I completely agree. Bach sounds all wrong on piano. It cannot transmit the intentional spikiness and incredible trills that can be achieved on harpsichord that Bach was writing for.

I only listen to Bach's keyboard works on harpsichord. It is the sound Bach wrote for.

My favorite versions of the complete WTC are by Gustav Leonhardt, Kenneth Weiss and Luc Beauséjour.


----------



## eugeneonagain (May 14, 2017)

hpowders said:


> I completely agree. Bach sounds all wrong on piano. It cannot transmit the intentional spikiness and incredible trills that can be achieved on harpsichord that Bach was writing for.
> 
> I only listen to Bach's keyboard works on harpsichord. It is the sound Bach wrote for.
> 
> My favorite versions of the complete WTC are by Gustav Leonhardt, Kenneth Weiss and Luc Beauséjour.
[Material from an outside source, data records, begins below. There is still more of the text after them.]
PR #879, opened 2024-09-26
ConsolePlugin resource

jasonmadigan:
WIP

Ref: https://github.com/Kuadrant/console-plugin/issues/46

On OCP/OKD, apply a `ConsolePlugin` resource and associated deployment, to deploy https://github.com/Kuadrant/console-plugin alongside the rest of our components.

### DIFF
--- a/bundle/manifests/kuadrant-console-plugin.yaml
+++ b/bundle/manifests/kuadrant-console-plugin.yaml
@@ -1,0 +1,133 @@
+apiVersion: v1
+kind: Namespace
+metadata:
+  name: kuadrant-console
+---
+apiVersion: apps/v1
+kind: Deployment
+metadata:
+  name: kuadrant-console
+  namespace: kuadrant-console
+  labels:
+    app: kuadrant-console
+    app.kubernetes.io/component: kuadrant-console
+    app.kubernetes.io/instance: kuadrant-console
+    app.kubernetes.io/name: kuadrant-console
+    app.kubernetes.io/part-of: kuadrant-console
+    app.openshift.io/runtime-namespace: kuadrant-console
+spec:
+  replicas: 1
+  selector:
+    matchLabels:
+      app: kuadrant-console
+  template:
+    metadata:
+      labels:
+        app: kuadrant-console
+        app.kubernetes.io/component: kuadrant-console
+        app.kubernetes.io/instance: kuadrant-console
+        app.kubernetes.io/name: kuadrant-console
+        app.kubernetes.io/part-of: kuadrant-console
+    spec:
+      containers:
+      - name: kuadrant-console
+        image: quay.io/kuadrant/console-plugin:latest
+        ports:
+        - containerPort: 9443
+          protocol: TCP
+        imagePullPolicy: Always
+        volumeMounts:
+        - name: plugin-serving-cert
+          readOnly: true
+          mountPath: /var/serving-cert
+        - name: nginx-conf
+          readOnly: true
+          mountPath: /etc/nginx/nginx.conf
+          subPath: nginx.conf
+      volumes:
+      - name: plugin-serving-cert
+        secret:
+          secretName: plugin-serving-cert
+          defaultMode: 420
+      - name: nginx-conf
+        configMap:
+          name: nginx-conf
+          defaultMode: 420
+      restartPolicy: Always
+      dnsPolicy: ClusterFirst
+  strategy:
+    type: RollingUpdate
+    rollingUpdate:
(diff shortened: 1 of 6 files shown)


bundle/manifests/kuadrant-console-plugin.yaml
```diff
@@ -0,0 +1,133 @@
+apiVersion: v1
+kind: Namespace
+metadata:
+  name: kuadrant-console
+---
+apiVersion: apps/v1
+kind: Deployment
+metadata:
+  name: kuadrant-console
+  namespace: kuadrant-console
```
eguzki, line 10: this namespace is quite arbitrary. I would try to make it configurable at operator build time (or runtime.. let's discuss about this). One candidate for the default value would be the namespace where the operator is installed. But it is ok as well to be in `kuadrant-console`.

controllers/kuadrant_controller.go
```diff
@@ -167,6 +179,17 @@ func (r *KuadrantReconciler) Reconcile(eventCtx context.Context, req ctrl.Reques
 		return statusResult, nil
 	}
 
+	if r.isConsolePluginAvailable() {
+		logger.Info("ConsolePlugin API is available, proceeding to apply manifest")
+		if err := r.applyManifest(ctx, "bundle/manifests/kuadrant-console-plugin.yaml", r.Client()); err != nil {
```
eguzki, line 184: I am afraid, this is not gonna work 

I see four approaches:
* The kuadrant operator binary has embedded the manifests. (we use this approach for the grafana dashboards on the 3scale operator)
* The kuadrant operator reads from a configmap
* The kuadrant operator has the manifests available in the docker image, so the container can read the file from local filesystem as you try there. 
* The kuadrant operator creates deployment, service, nginx configmap... So all those resources are encoded in golang code. Pretty much like the limitador operator does with limitador. 

Each approach has pro's & con's. Maybe a combination of some of them. IDK.  I would go first with the fourth approach. But let's discuss.

controllers/kuadrant_controller.go
```diff
@@ -479,3 +502,58 @@ func (r *KuadrantReconciler) SetupWithManager(mgr ctrl.Manager) error {
 		Owns(&authorinov1beta1.Authorino{}).
 		Complete(r)
 }
+
+func (r *KuadrantReconciler) isConsolePluginAvailable() bool {
```
eguzki, line 506: It is already implemented in `kuadrantgatewayapi.IsCRDInstalled`
I patched it and the outcome is:
```diff
diff --git a/controllers/kuadrant_controller.go b/controllers/kuadrant_controller.go
index b7c89dd..7d7589f 100644
--- a/controllers/kuadrant_controller.go
+++ b/controllers/kuadrant_controller.go
@@ -177,7 +177,13 @@ func (r *KuadrantReconciler) Reconcile(eventCtx context.Context, req ctrl.Reques
                return statusResult, nil
        }
 
-       if r.isConsolePluginAvailable() {
+       consolePluginGVK := consolev1.GroupVersion.WithKind("ConsolePlugin")
+       isConsolePluginAvailable, err := kuadrantgatewayapi.IsCRDInstalled(r.RestMapper, consolePluginGVK.Group, consolePluginGVK.Kind, consolePluginGVK.Version)
+       if err != nil {
+               return ctrl.Result{}, err
+       }
+
+       if isConsolePluginAvailable {
                logger.Info("ConsolePlugin API is available, proceeding to apply manifest")
                if err := r.applyManifest(ctx, "bundle/manifests/kuadrant-console-plugin.yaml", r.Client()); err != nil {
                        logger.Error(err, "failed to apply manifest")
@@ -501,17 +507,6 @@ func (r *KuadrantReconciler) SetupWithManager(mgr ctrl.Manager) error {
                Complete(r)
 }
 
-func (r *KuadrantReconciler) isConsolePluginAvailable() bool {
-       gvk := consolev1.GroupVersion.WithKind("ConsolePlugin")
-       mapping, err := r.RestMapper.RESTMapping(gvk.GroupKind(), gvk.Version)
-       if err != nil || mapping == nil {
-               log.Log.Info("ConsolePlugin API is not available")
-               return false
-       }
-       log.Log.Info("ConsolePlugin API is available")
-       return true
-}
-
 func (r *KuadrantReconciler) applyManifest(ctx context.Context, filePath string, k8sClient client.Client) error {
        logger := logr.FromContextOrDiscard(ctx)
```

eguzki (commented):
Sweet, very cool stuff.

Left some comments we can use for further discussion

jasonmadigan:
superseded by #884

I'm sceptical about this. Taken to its logical end this argument would mean that things written for a particular instrument could never be successfully or legitimately interpreted on another instrument. So something written for a symphony orchestra mustn't be arranged for a wind band or brass band, but this happens all the time and the results are often fantastic. The section of Dvořák's 'new world' symphony arranged for brass band is probably more known than the symphonic version and different colourings of tone are discerned.

This insistence that Bach MUST be played on the harpsichord is purism gone mad. What about Bach's solo _Cello Suites_? Bach was writing for an instrument that was not equal to the modern cello, but also not a viola da gamba. Some of the suites are clearly for a violoncello-piccolo, but others require low notes that wouldn't work on that instrument. So what to do?

Some people interested in this have played them on the viola da gamba with transpositions. Some have tried using a variety of instruments between suites and also getting specially-made instruments to get closer to the ones Bach was writing for. However, in the end these are experiments that are aside from the majority of the performances; worth listening to, but not imperative. There's not nearly as much complaint about these suits being played on the cello than there is when WTC or other keyboard works are played on a piano. Of course, the entire sound reproducing mechanisms of a piano and harpsichord do differ, but the basic idea is similar enough.


----------



## Bulldog (Nov 21, 2013)

I'd just like to point out that most performances/recordings of Bach's keyboard works are on piano because most professional keyboardists play the piano. Pollini recorded the WTC I on piano because he's a piano player.


----------



## classical yorkist (Jun 29, 2017)

My argument isn't with piano performances per se, I enjoy listening to _The Art of Fugue_ as small string ensemble as well as harpsichord or organ, rather it's limiting the choice to piano selections over harpsichord selections. If I had written that greatest recordings piece, apart from picking a harpsichord version as best due to personal preference, but I would have given a more equal weight to different interpretations. One of my favourite versions of the Brandenburg concertos is played on modern string instruments and harpsichord.


----------



## hpowders (Dec 23, 2013)

Bulldog said:


> I'd just like to point out that *most performances/recordings of Bach's keyboard works are on piano* *because* *most professional keyboardists play the piano.* Pollini recorded the WTC I on piano because he's a piano player.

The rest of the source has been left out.